**EXERCISE REQUIREMENTS**
Wherever "monkeypatching" shows up in the records below, copy the whole line.

Dataset entries
Content starts
PR #565, opened 2015-05-04
[bug 1144159] Remove usage of django-celery.

rlr:
* Use celery the way suggested in the docs.
* Create a celeryd command so our infra keeps working without changes.
* Move some monkeypatching stuff around.

There are some things that need to be cleaned up. Wanted to posted it like this so we can discuss. I'll add some comments inline.

f?

### DIFF
--- a/fjord/__init__.py
+++ b/fjord/__init__.py
@@ -6,11 +6,6 @@ import os
 import site
 import sys
 
-from fjord.manage_utils import monkeypatch
-
-
-os.environ.setdefault('DJANGO_SETTINGS_MODULE', 'fjord.settings')
-
 
 # Denotes that setup_vendor_path has been run.
 _has_setup_vendor_path = False
@@ -58,8 +53,6 @@ def setup_vendor_path():
 
 
 setup_vendor_path()
-
-monkeypatch()
 
 
 # Setup celery
--- a/fjord/__init__.py
+++ b/fjord/__init__.py
@@ -1,6 +1,15 @@
+# First we import absolute imports from the future, so that our celery.py
+# module will not clash with the library
+from __future__ import absolute_import
+
 import os
 import site
 import sys
+
+from fjord.manage_utils import monkeypatch
+
+
+os.environ.setdefault('DJANGO_SETTINGS_MODULE', 'fjord.settings')
 
 
 # Denotes that setup_vendor_path has been run.
@@ -49,3 +58,11 @@ def setup_vendor_path():
 
 
 setup_vendor_path()
+
+monkeypatch()
+
+
+# Setup celery
+# This will make sure the app is always imported when
+# Django starts so that shared_task will use this app.
+from .celery import app as celery_app
--- a/fjord/base/management/commands/celeryd.py
+++ b/fjord/base/management/commands/celeryd.py
@@ -11,12 +11,12 @@ import sys
 from django.core.management.base import BaseCommand
 
 import celery
-from celery.bin import worker
+from celery.bin.worker import worker as WorkerCommand
 
 from fjord.celery import app
 
 
-worker = worker.worker(app=app)
+worker = WorkerCommand(app=app)
 
 
 # This code is based on django-celery code. It's a merge of
@@ -31,7 +31,6 @@ class Command(BaseCommand):
     requires_model_validation = False
     keep_base_opts = False
     stdout, stderr = sys.stdout, sys.stderr
-
 
     def handle(self, *args, **options):
         worker.check_args(args)
--- a/fjord/base/management/commands/celeryd.py
+++ b/fjord/base/management/commands/celeryd.py
@@ -1,0 +1,89 @@
+"""
+
+Start the celery daemon from the Django management command.
+
+"""
+from __future__ import absolute_import, unicode_literals
+
+import os
+import sys
+
+from django.core.management.base import BaseCommand
+
+import celery
+from celery.bin import worker
+
+from fjord.celery import app
+
+
+worker = worker.worker(app=app)
+
+
+# This code is based on django-celery code. It's a merge of
+# djcelery.management.base.CeleryCommand and
+# djcelery.management.commands.celeryd.Command.
+class Command(BaseCommand):
+    help = 'Old alias to the "celery worker" command.'
+    options = (BaseCommand.option_list
+               + worker.get_options()
+               + worker.preload_options)
+    skip_opts = ['--app', '--loader', '--config', '--no-color']
+    requires_model_validation = False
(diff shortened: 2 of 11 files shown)


fjord/__init__.py
```diff
@@ -1,7 +1,16 @@
+# First we import absolute imports from the future, so that our celery.py
+# module will not clash with the library
+from __future__ import absolute_import
+
 import os
 import site
 import sys
 
+from fjord.manage_utils import monkeypatch
```
rlr: ugh. so celery needs the monkeypatching to be in place too. Should we just move all the manage_utils stuff here?

fjord/__init__.py
```diff
@@ -1,7 +1,16 @@
...
+
+
+os.environ.setdefault('DJANGO_SETTINGS_MODULE', 'fjord.settings')
```
rlr: this is probably in like 3 places now.

fjord/base/management/commands/celeryd.py
```diff
@@ -0,0 +1,89 @@
...
+
+from fjord.celery import app
+
+
+worker = worker.worker(app=app)
+
+
+# This code is based on django-celery code. It's a merge of
+# djcelery.management.base.CeleryCommand and
+# djcelery.management.commands.celeryd.Command.
```
rlr: It's possible some of the code in here below isn't needed.

fjord/celery.py
```diff
@@ -0,0 +1,22 @@
...
+
+# Using a string here means the worker will not have to
+# pickle the object when using Windows.
+app.config_from_object('django.conf:settings')
+app.autodiscover_tasks(lambda: settings.INSTALLED_APPS)
+
+
+@app.task(bind=True)
+def debug_task(self):
+    print('Request: {0!r}'.format(self.request))
```
rlr: this was cool to have for quick tests. Not sure if it's useful going forward.

fjord/__init__.py
rlr: To be clear, this is probably not needed if I do `./manage.py celeryd`. But if I do `celery -A fjord worker -l info` it is. And that's the future!

fjord/__init__.py
willkg: Only three? We should do better!

fjord/celery.py
```diff
@@ -0,0 +1,22 @@
+from __future__ import absolute_import
+
+import os
+
+from celery import Celery
+
+# set the default Django settings module for the 'celery' program.
+os.environ.setdefault('DJANGO_SETTINGS_MODULE', 'fjord.settings')
```
willkg: You probably don't need this one given that in order to import this module, you first have to import `fjord/__init__.py` which already has one of these.

fjord/celery.py
willkg: What's this?

fjord/manage_utils.py
```diff
@@ -63,6 +61,9 @@ def check_dependencies():
     from pip.req import parse_requirements
     from pip.download import PipSession
 
+    # Avoid circular import
+    from fjord import path
```
willkg: `path` is such a goofy thing. It pains me to have circular imports for something that's such a trivial and non-interesting bit of code. We should figure out what to do with `ROOT` and `path`.

fjord/base/management/commands/celeryd.py
```diff
@@ -0,0 +1,89 @@
...
+
+from django.core.management.base import BaseCommand
+
+import celery
+from celery.bin import worker
+
+from fjord.celery import app
+
+
+worker = worker.worker(app=app)
```
willkg: `worker` is a module, but then this line changes it into something else. Is there a better way to do this that doesn't involve overloading "worker"?

fjord/base/management/commands/celeryd.py
```diff
@@ -0,0 +1,89 @@
...
+    help = 'Old alias to the "celery worker" command.'
+    options = (BaseCommand.option_list
+               + worker.get_options()
+               + worker.preload_options)
+    skip_opts = ['--app', '--loader', '--config', '--no-color']
+    requires_model_validation = False
+    keep_base_opts = False
+    stdout, stderr = sys.stdout, sys.stderr
+
+
```
willkg: Nit: there should be only one blank line here.

fjord/__init__.py
```diff
@@ -49,3 +58,11 @@ def setup_vendor_path():
 
 
 setup_vendor_path()
+
+monkeypatch()
```
willkg: Why do we have to do the `monkeypatch()` call here? Which code path doesn't have monkeypatching?

fjord/celery.py
rlr: Oh, it's copy paste from the first step docs. I was using it to test celery from the shell.

```
In [1]: from fjord.celery import debug_task

In [2]: debug_task.delay()
Out[2]: <AsyncResult: 1ec26e79-ca12-49c4-b30c-e6bde4c49a5d>

In [3]: exit()
```

fjord/celery.py
rlr: ha! forgot about his one!

fjord/__init__.py
rlr: The code path of using the celery command as `$ celery -A fjord worker -l info` which is the suggested way now.

rlr: Note, that doesn't work in the vendor setup. I had to create a new virtualenv with requirements installed in it to test this path. I guess it should work in vagrant too.

fjord/__init__.py
willkg: I agree we want to switch to this, but not until after we ditch `vendor/`. So I vote we keep things simple for now and not do the monkeypatch thing here.

fjord/__init__.py
```diff
@@ -49,3 +58,11 @@ def setup_vendor_path():
...
+
+
+# Setup celery
+# This will make sure the app is always imported when
+# Django starts so that shared_task will use this app.
+from .celery import app as celery_app
```
willkg: I'm pretty sure we only need this for `celery -A ...` launching. Let's nix this for now.

willkg:
I created bug #1161236 to cover switching to "celery -A ...".

https://bugzilla.mozilla.org/show_bug.cgi?id=1161236

In the meantime, let's simplify this PR to just the bits we need to ditch djcelery and have our own celeryd Django command. That makes it easier to maintain for the next x months until we're in AWS land.

rlr:
I think that covers all the feedback so far :point_up:

willkg:
This looks good to me. Let's test it on -stage! r+

PR #567, opened 2015-05-06
[bug 1160495] Remove remaining south migrations.

rlr:
I think this is all that is left. No south in vendor or requirements. grepping for south and SOUTH only brings up something in a vendor lib.

r?


willkg:
Looks good to me. r+

When I wrote up the bug, I thought it was more involved, but looks like I had a bunch of empty directories.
Content ends
**FINAL ANSWER**
* Move some monkeypatching stuff around.
rlr: ugh. so celery needs the monkeypatching to be in place too. Should we just move all the manage_utils stuff here?
willkg: Why do we have to do the `monkeypatch()` call here? Which code path doesn't have monkeypatching?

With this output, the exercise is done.